Il meccanismo Le opere pubbliche sotto la scure del patto di stabilità

Il patto di stabilità, che punta a tenere sotto controllo l’indebitamento degli enti locali, si è abbattuto come una scure sui bilanci comunali. E tanti sindaci lombardi hanno dovuto rinunciare a numerosi progetti richiesti dai cittadini per rientrare nelle spese e far quadrare i conti di fine anno. Tuttavia il 15 per cento dei comuni della regione non ce l’ha fatta, non è riuscito a rientrare nei parametri del patto. Ha sforato i limiti non certo per sprechi o negligenza ma per pagare le aziende o completare investimenti per la realizzazione di opere attese dai propri cittadini.

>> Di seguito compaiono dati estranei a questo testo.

PR #15774, opened 2024-04-25
Add feature type to vector source signature

sebakerckhof:
Found another case where the feature type generic was not taken into account


ahocevar (approved):
Thanks, @sebakerckhof

ahocevar (changes requested):
Actually I think this will not work. The `this.on` and `this.once` signatures would need to include the FeatureClass template of the class, otherwise it cannot be inferred.

ahocevar (approved):
Actually it does work. Thanks!

PR #15779, opened 2024-04-29
Accept render features source in WebGLPointsLayer

sebakerckhof:
Seems like the WebGLPointsLayer was not included here: https://github.com/openlayers/openlayers/pull/15767 . But AFAICT this should also work with sources with render features.


ahocevar (approved):
Thanks, @sebakerckhof

PR #15785, opened 2024-04-30
Fix WebGL VectorLayer wrapX renderer

### LINKED ISSUE #15674: WebGL Vector Layer wrapX support
Hi guys, as in a merged pull request that WebGLPointsLayer wrapX support would be nice to have the same using WebGL Vector Layer.

Example:
https://openlayers.org/en/latest/examples/webgl-vector-layer.html

Thanks

sakitam-fdd:
Fixes #15674


ahocevar (approved):
Thanks, @sakitam-fdd

PR #877, opened 2018-08-23
[ANTHA-2038] Visit Robots.

msackman-synthace:
So quite a lot of boiler plate here to set it all up, but to see it in use, I've converted by lhtimer, and tip_box_setup, which at least to my eyes, now look much much nicer.

If you agree that this is worth pursuing, I will chase out all uses of GetParameter and then we should be able to delete all of those functions, which may well lead to a net reduction of code.


haydnKing:
Looks like a worthwhile endeavour to me. I had originally been put off by the amount of boiler plate necessary, but it's actually pretty neat and easy to follow... Think the real cleanness will come in examples where there are switches for different instruction types

msackman-synthace:
@haydnKing @m-i-sadowski Given the size of this, I think it's actually best to stop this one here. `GetParameters` still exists, but is only used now by LHPolicy stuff. Given how extraordinarily cross-cutting all that stuff is, this PR would easily double in size to support that - I'm sure how it could be done without reworking all the wtype.aparam stuff - would love to hear any suggestions!

microArch/driver/liquidhandling/compareinstructions.go
```diff
@@ -58,47 +30,42 @@ func mergeMovs(ris []RobotInstruction) []RobotInstruction {
...
+	strs := make([]string, len(es))
+	for i, err := range es {
+		strs[i] = err.Error()
+	}
+	return strings.Join(strs, "\n")
 }
 
-func CompareInstructionSets(setA, setB []RobotInstruction, opt ComparisonOpt) ComparisonResult {
-
+func CompareInstructionSets(setA, setB []RobotInstruction, comparators []RobotInstructionComparatorFunc) errorSlice {
```
haydnKing: I quite like the form
`func CompareInstructionSets(setA, setB []RobotInstruction, comparators ...RobotInstructionComparatorFunc) errorSlice`
so they you can do 
`CompareInstructionSets(a,b)` for some default behaviour or (compare all is this case), or
`CompareInstructionSets(a,b, comparison1, comparison2,...)` for specific behaviour
but since this is only used for testing as far as I can see it's probably not worth it

microArch/driver/liquidhandling/compareinstructions.go
```diff
@@ -240,168 +223,166 @@ func (mm MovMix) Check(lhpr wtype.LHPolicyRule) bool {
...
 
-		if !reflect.DeepEqual(p1, p2) {
-			errors = append(errors, fmt.Errorf("Instructions at index %d type %s parameter %s differ (%v %v)", index, ins1.Type().Name, prm, p1, p2))
+	var errs errorSlice
+	ric := &robotInstructionComparator{a: a, b: b}
+	for _, comp := range comparators {
+		ric.aFields = ric.aFields[:0]
+		ric.bFields = ric.bFields[:0]
+		ric.cur = ric.a
+		ric.cur.Visit(comp(ric))
```
haydnKing: could we do away with needing to set `ric.cur` by having 
`type RobotInstructionComparatorFunc func([]interface{}) *RobotInstructionBaseVisitor`
with e.g.
```
func CompareAspReference(out []interface{}) *RobotInstructionBaseVisitor {
	return &RobotInstructionBaseVisitor{
		HandleMovAsp: func(ins *MovAsp) { out = append(out, ins.Mov.Reference, ins.Asp.What) },
	}
}
```
and then just do `ric.a.Visit(comp(ric.aFields))`?

microArch/driver/liquidhandling/compareinstructions.go
```diff
@@ -240,168 +223,166 @@ func (mm MovMix) Check(lhpr wtype.LHPolicyRule) bool {
...
+func CompareVolumes(ric *robotInstructionComparator) *RobotInstructionBaseVisitor {
+	return &RobotInstructionBaseVisitor{
+		HandleAspirate: func(ins *AspirateInstruction) { ric.appendFieldValues(ins.Volume, ins.What) },
+		HandleMovAsp:   func(ins *MovAsp) { ric.appendFieldValues(ins.Asp.Volume, ins.Asp.What) },
+		HandleDispense: func(ins *DispenseInstruction) { ric.appendFieldValues(ins.Volume, ins.What) },
+		HandleMovDsp:   func(ins *MovDsp) { ric.appendFieldValues(ins.Dsp.Volume, ins.Dsp.What) },
+		HandleBlowout:  func(ins *BlowoutInstruction) { ric.appendFieldValues(ins.Volume, ins.What) },
+		HandleMovBlo:   func(ins *MovBlo) { ric.appendFieldValues(ins.Blo.Volume, ins.Blo.What) },
+		HandleMix:      func(ins *MixInstruction) { ric.appendFieldValues(ins.Volume, ins.What) },
+		HandleMovMix:   func(ins *MovMix) { ric.appendFieldValues(ins.Mix.Volume, ins.Mix.What) },
```
haydnKing: this is wonderful

microArch/driver/liquidhandling/compareinstructions.go
msackman-synthace: ahh, yes, nice idea, I think that would work. Provided we can get the late binding of out to still happen should be fine.

microArch/driver/liquidhandling/compareinstructions.go
msackman-synthace: I was *so* pleased when I got the code down to the same one-line-per-ins as it was before. But I think this is the case that shows your idea above won't work (passing in the `out []interface{}` - it needs to be a _different_ `out []interface{}` for each instruction type.

microArch/driver/liquidhandling/robotinstruction.go
```diff
@@ -90,7 +89,6 @@ var (
 	MBL = NewInstructionType("MBL", "MoveBlowout")
 	RAP = NewInstructionType("RAP", "RemoveAllPlates")
 	APT = NewInstructionType("APT", "AddPlateTo")
-	RPA = NewInstructionType("RPA", "RemovePlateAt")
```
msackman-synthace: Oh yes @haydnKing @m-i-sadowski I found no evidence RPA had any implementation or was used anywhere, so I removed it. Please shout if that was the wrong thing to do :)

microArch/driver/liquidhandling/compareinstructions.go
msackman-synthace: Ok, so after further thinking and discussion, this won't work, because there's no way to get the modified `out` out of the method. We could do it by passing in a `*[]interface{}` but that way gets confusing very quickly, so I don't think it's worth it.

msackman-synthace:
Ok, testing update: tests in antha and antha-tester work. I've run antha with makeTestBundle and checked that still works and appears to behave as before too. I just want to raised the code coverage a little further.

microArch/driver/liquidhandling/robotinstruction.go
haydnKing: I very much doubt this is used - it might be something we want to do someday (e.g. plate movement) - but unlikely to be useful in the immediate future I wouldn't think

m-i-sadowski: Yeah it's not currently used.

Dal 2003 al 2007 gli investimenti sono diminuiti del 18 per cento.
«Nel 2010 - spiega Ettore Fusco, sindaco di Opera, alle porte di Milano - gli ulteriori tagli ai trasferimenti avranno come effetto quello di veder aumentare il numero dei comuni che non rispetteranno il patto e un’ulteriore riduzione del 30 per cento degli investimenti».
In questo modo diventa difficile per tanti sindaci dell’hinterland «dare una mano alle famiglie in difficoltà e far ritrovare all’economia un po’ di slancio». Un conto sono i Comuni spreconi, un altro conto sono quelli che lavorano seriamente ma che non si vedono più arrivare risorse da investire. «Il patto di stabilità - spiegano i vertici dell’Anci - e i tagli ai trasferimenti mettono in seria difficoltà i sindaci.

Così non si riducono i veri sprechi ma si tagliano le risorse e, in alcuni casi, si impedisce di investire i soldi ancora a disposizione: manca un vero federalismo fiscale». Mentre i Comuni lombardi sono in ginocchio, al sud «continua la pacchia - accusa Attilio Fontana, presidente Anci - come dimostrano tutte le somme distribuite a Palermo, Catania e, di recente, al Comune di Roma».